Data records Block Start

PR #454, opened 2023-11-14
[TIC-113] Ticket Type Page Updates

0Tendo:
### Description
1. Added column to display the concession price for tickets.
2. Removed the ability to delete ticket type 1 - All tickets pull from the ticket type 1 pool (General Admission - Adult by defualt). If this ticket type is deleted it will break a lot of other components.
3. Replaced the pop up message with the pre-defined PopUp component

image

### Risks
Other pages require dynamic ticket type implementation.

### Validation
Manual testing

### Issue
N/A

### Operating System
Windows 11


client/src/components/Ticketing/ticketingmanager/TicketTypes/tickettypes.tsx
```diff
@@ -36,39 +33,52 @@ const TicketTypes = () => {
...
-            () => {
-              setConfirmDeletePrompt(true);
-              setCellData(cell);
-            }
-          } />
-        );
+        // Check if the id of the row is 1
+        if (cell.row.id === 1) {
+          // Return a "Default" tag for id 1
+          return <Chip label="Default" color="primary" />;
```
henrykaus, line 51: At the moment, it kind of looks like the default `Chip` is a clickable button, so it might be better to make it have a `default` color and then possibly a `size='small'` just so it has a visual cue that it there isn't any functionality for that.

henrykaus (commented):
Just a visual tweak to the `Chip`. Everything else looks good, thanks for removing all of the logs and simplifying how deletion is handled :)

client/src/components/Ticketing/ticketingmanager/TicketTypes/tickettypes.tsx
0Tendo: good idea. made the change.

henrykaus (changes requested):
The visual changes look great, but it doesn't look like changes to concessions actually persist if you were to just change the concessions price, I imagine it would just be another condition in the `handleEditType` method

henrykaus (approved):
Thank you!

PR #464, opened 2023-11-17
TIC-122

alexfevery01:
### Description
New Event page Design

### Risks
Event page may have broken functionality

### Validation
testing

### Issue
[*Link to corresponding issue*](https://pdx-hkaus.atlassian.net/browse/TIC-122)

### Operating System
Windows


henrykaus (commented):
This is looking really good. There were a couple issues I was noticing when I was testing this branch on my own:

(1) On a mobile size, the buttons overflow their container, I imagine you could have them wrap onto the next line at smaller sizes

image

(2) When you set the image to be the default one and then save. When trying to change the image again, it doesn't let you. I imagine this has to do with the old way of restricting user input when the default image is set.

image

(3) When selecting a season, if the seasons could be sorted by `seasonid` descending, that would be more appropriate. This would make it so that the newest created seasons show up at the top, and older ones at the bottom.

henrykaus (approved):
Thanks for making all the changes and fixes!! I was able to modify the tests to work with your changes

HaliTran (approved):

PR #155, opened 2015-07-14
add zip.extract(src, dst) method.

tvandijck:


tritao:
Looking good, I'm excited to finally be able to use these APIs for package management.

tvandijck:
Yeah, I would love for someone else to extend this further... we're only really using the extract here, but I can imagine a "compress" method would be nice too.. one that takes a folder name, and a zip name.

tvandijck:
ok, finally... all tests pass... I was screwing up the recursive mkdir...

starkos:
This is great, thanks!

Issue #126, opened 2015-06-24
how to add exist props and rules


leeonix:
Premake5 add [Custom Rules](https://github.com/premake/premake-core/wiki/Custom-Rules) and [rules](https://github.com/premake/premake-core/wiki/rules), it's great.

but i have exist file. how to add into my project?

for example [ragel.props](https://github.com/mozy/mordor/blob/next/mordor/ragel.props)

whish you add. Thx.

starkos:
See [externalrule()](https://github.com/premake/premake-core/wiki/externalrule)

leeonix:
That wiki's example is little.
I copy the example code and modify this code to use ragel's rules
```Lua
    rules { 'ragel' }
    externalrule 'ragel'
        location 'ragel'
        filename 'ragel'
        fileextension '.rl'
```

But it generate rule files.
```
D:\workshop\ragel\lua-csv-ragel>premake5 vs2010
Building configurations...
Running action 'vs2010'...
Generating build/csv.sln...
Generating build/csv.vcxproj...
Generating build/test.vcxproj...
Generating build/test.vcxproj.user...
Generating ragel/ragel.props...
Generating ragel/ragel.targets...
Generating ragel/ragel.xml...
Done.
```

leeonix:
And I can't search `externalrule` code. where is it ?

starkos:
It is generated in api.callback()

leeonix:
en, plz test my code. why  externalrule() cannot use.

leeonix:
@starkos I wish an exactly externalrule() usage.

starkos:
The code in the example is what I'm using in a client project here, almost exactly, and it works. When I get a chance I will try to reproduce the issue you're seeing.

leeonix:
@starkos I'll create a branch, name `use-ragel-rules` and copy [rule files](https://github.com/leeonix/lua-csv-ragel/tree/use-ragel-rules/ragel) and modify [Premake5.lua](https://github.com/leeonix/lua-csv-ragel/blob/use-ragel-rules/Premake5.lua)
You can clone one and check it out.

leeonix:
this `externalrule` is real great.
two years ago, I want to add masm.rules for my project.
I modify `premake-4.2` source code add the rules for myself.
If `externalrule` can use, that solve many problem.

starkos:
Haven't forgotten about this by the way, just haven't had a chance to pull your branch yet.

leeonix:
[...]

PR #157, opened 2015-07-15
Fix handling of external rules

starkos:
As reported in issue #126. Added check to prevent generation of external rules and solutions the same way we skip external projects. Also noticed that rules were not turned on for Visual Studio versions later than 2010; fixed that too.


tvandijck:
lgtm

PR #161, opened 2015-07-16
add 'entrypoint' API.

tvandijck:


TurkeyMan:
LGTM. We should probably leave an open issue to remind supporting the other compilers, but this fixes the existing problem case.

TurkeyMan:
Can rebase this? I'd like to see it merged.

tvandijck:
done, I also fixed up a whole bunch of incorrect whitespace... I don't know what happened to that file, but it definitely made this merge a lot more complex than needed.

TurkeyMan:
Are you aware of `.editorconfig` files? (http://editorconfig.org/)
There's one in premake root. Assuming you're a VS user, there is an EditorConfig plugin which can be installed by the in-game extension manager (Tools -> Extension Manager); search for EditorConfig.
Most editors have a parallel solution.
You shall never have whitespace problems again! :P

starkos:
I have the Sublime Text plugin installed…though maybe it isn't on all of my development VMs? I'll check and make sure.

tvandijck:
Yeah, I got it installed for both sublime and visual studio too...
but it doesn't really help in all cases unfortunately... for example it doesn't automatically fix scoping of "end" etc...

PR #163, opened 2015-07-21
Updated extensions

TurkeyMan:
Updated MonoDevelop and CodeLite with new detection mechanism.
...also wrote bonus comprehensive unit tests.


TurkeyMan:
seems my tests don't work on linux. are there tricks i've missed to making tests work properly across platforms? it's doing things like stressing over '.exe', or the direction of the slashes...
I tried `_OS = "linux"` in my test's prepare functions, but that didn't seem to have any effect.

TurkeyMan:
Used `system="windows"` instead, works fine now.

Data records Block End
Data records Block Start

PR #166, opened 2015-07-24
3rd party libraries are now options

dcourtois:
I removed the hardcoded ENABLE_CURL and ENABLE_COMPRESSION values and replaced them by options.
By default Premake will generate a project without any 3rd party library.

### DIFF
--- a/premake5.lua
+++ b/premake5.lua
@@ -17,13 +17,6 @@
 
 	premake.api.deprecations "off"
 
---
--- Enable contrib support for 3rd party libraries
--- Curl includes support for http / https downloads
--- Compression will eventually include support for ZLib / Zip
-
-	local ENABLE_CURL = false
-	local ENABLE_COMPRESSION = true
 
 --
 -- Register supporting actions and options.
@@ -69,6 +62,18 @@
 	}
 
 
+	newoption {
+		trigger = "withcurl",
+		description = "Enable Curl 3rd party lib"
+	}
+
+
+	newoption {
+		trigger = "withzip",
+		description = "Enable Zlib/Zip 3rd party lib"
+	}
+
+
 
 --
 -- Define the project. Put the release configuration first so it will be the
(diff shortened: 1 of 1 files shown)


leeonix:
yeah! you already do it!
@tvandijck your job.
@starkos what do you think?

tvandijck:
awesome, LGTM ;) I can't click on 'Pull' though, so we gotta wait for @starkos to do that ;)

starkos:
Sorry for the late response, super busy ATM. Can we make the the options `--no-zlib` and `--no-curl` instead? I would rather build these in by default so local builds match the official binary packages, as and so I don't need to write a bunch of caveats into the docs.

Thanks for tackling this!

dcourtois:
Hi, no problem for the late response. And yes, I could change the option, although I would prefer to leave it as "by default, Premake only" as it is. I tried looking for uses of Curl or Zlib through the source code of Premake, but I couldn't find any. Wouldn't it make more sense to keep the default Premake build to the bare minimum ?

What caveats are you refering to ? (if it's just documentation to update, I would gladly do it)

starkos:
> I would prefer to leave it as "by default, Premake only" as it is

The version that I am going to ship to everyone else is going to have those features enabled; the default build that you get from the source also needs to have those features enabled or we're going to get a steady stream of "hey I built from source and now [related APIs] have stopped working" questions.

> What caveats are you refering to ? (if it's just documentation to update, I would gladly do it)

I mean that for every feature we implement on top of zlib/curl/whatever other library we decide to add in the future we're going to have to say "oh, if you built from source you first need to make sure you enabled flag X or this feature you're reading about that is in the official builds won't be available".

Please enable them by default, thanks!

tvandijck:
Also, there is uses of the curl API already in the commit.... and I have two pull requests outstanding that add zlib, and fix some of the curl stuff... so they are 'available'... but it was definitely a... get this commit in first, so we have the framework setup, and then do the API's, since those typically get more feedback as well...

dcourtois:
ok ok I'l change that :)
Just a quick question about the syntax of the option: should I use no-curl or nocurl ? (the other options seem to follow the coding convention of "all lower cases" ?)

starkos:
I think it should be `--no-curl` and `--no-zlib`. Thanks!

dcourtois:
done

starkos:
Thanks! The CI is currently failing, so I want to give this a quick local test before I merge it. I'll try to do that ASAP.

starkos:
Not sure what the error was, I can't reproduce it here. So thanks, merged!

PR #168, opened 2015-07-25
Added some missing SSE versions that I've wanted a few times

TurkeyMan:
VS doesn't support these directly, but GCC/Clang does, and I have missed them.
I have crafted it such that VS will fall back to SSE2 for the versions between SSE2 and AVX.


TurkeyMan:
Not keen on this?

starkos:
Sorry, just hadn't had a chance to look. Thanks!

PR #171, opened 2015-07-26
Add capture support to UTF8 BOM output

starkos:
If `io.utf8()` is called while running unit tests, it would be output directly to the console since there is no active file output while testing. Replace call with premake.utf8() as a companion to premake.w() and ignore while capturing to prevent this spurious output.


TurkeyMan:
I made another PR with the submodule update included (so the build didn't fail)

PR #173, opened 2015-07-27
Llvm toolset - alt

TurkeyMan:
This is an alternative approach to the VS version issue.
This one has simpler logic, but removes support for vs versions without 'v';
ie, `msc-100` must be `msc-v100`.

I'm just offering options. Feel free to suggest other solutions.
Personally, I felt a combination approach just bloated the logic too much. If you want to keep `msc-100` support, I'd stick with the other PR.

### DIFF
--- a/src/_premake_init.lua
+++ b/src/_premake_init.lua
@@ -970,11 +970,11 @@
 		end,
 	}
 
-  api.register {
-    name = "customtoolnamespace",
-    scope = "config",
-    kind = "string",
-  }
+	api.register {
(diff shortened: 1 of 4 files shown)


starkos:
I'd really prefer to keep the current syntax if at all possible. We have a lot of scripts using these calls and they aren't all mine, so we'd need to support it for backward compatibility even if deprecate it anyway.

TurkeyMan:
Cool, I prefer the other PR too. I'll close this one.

Data records Block End

▸ Instructions for the task: After locating the line with "ok, finally... all" in the material above, return it and each line after it exactly, ending at the line with "Premake5 add [Custom".

▸ Response:
ok, finally... all tests pass... I was screwing up the recursive mkdir...

starkos:
This is great, thanks!

Issue #126, opened 2015-06-24
how to add exist props and rules


leeonix:
Premake5 add [Custom Rules](https://github.com/premake/premake-core/wiki/Custom-Rules) and [rules](https://github.com/premake/premake-core/wiki/rules), it's great.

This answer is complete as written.